How to get a Gene bed file:
How to get an Exon bed file:
How to get gene symbols and descriptions for all UCSC genes:

III. HISAT2 Precomputed Genome Index

HISAT2 has prebuilt reference genome index files for both DNA and RNA alignment. Various versions of the index files include SNPs and/or transcript splice sites. Versions of both the Ensembl and UCSC genomes for human build 38 are linked from the main HISAT2 page: https://ccb.jhu.edu/software/hisat2/index.shtml

Or those same files are directly available from their FTP site: ftp://ftp.ccb.jhu.edu/pub/infphilo/hisat2/data/

Important notes:

On chromosome naming conventions: In order for your RNA-seq analysis to work, the chromosome names in your .gtf file must match those in your reference genome (i.e. your reference genome fasta file). If you get a StringTie result where all transcripts have an expression value of 0, you may have overlooked this. Unfortunately, Ensembl, NCBI, and UCSC can not agree on how to name the chromosomes in many species, so this problem may come up often. You can avoid this by getting a complete reference genome and gene annotation package from the same source (e.g., Ensembl) to maintain consistency.

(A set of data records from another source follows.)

PR #1854, opened 2024-03-14
fix: prevent crash when zooming far into `Polygon`s

### LINKED ISSUE #1829: [BUG] High zoom results in increasing frame times when using dotted features
### What is the bug?

Originally reported by @josxha in #1828.

Zooming in on a polygon (a lot) causes a gradual decrease in performance, and can result in a crash when the device can no longer handle it.
It appears to be unrelated to the recent addition of interactivity to polygons.

https://github.com/fleaflet/flutter_map/assets/34318751/e909d301-abce-4e16-9dd8-d953a130f3d9
 
image

image

### How can we reproduce it?

Use the "Polygon Layer" page in the example page, and zoom into a polygon a long way. Frame rate will progressively drop.

_No response_

### Platforms

All

### Severity

Fatal: Causes the application to crash

ReinisSprogis:
fix #1829 
Problem was that as zooming in, path was getting very long and many dots was calculated eventually getting into millions and crashing. This resolves it by drawing points only on visible segment. Directly painting circles rather them on path. Thought this might be better. Any suggestions for improvement are welcome.  Would appreciate some testing as I haven't done much.

### DIFF
--- a/lib/src/layer/polygon_layer/painter.dart
+++ b/lib/src/layer/polygon_layer/painter.dart
@@ -314,9 +314,6 @@ class _PolygonPainter<R extends Object> extends CustomPainter {
       final spacing = polygon.borderStrokeWidth * 1.5;
       _addDottedLineToPath(
           canvas, paint, offsets, borderRadius, spacing, canvasSize);
-      // final Float32List points = Float32List.fromList(offsets.expand((o) => [o.dx, o.dy]).toList());
-      // final vertices = Vertices.raw(VertexMode.triangleFan, points);
-      // canvas.drawVertices(vertices, BlendMode.src, _getBorderPaint(polygon));
     } else {
       _addLineToPath(path, offsets);
     }
--- a/lib/src/layer/polygon_layer/painter.dart
+++ b/lib/src/layer/polygon_layer/painter.dart
@@ -447,7 +447,6 @@ class _PolygonPainter<R extends Object> extends CustomPainter {
     if (offsets.isEmpty) {
       return;
     }
-    int x = 0; // Counter for diagnostics
 
     // Calculate for all segments, including closing the loop from the last to the first point
     final int totalOffsets = offsets.length;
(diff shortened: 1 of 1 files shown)


JaffaKetchup (approved):
Hey @ReinisSprogis,
I think this works great for polygons, thanks. LGTM!

I've also realised that the same issue occurs with polylines, we'll need to apply the same fix there.

ReinisSprogis:
Hi. @JaffaKetchup Yes! I suppose would be better if @monsieurtanuki could look into it as he would navigate better in code he just wrote.

monsieurtanuki:
@ReinisSprogis @JaffaKetchup Sounds reasonable. I have to refactor part of the code into a class.

monsieurtanuki:
> Problem was that as zooming in, path was getting very long and many dots was calculated eventually getting into millions and crashing. This resolves it by drawing points only on visible segment.

Makes sense. Probably relevant specifically for dotted lines, where the dots have little space between them, but should be true for dashed lines too.

> Directly painting circles rather them on path. Thought this might be better.

To be tested indeed about displaying dots: which is better/faster between
* `path.addOval`
* `path.moveTo` / `path.lineTo` on the same spot
* `canvas.drawCircle`

Same performance question for lines (`path.lineTo` vs. `canvas.drawLine`). Would deserve a specific issue.

ReinisSprogis:
> > Problem was that as zooming in, path was getting very long and many dots was calculated eventually getting into millions and crashing. This resolves it by drawing points only on visible segment.
> 
> Makes sense. Probably relevant specifically for dotted lines, where the dots have little space between them, but should be true for dashed lines too.
> 
> > Directly painting circles rather them on path. Thought this might be better.
> 
> To be tested indeed about displaying dots: which is better/faster between
> 
> * `path.addOval`
> * `path.moveTo` / `path.lineTo` on the same spot
> * `canvas.drawCircle`
> 
> Same performance question for lines (`path.lineTo` vs. `canvas.drawLine`). Would deserve a specific issue.

Testing in https://demo.fleaflet.dev/polyline Same lag occurs while zooming in into dashed line and dotted line. Need to draw segment only up to canvas edge.

monsieurtanuki:
@ReinisSprogis @JaffaKetchup I've just found an elegant way to display only what matters.
Not sure if it will be easy to implement all `PatternFit`s though - I may drop one of them (`extendFinalDash`).

Btw, with this new mehod:
* it will be easier to check for performances between `canvas.drawLine` and `path.lineTo`
* but as we don't display that much segments and dots we don't need to run perf tests about it in a first approach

On reference genome builds: Your annotations must correspond to the same reference genome build as your reference genome fasta file. e.g., both correspond to UCSC human build ‘hg38’, NCBI human build ‘GRCh38’, etc. Even if both your reference genome and annotations are from UCSC or Ensembl they could still correspond to different versions of that genome. This would cause problems in any RNA-seq pipeline.

A more detailed discussion of commonly used version of the human reference genome can be found in a companion workshop PMBIO Reference Genomes.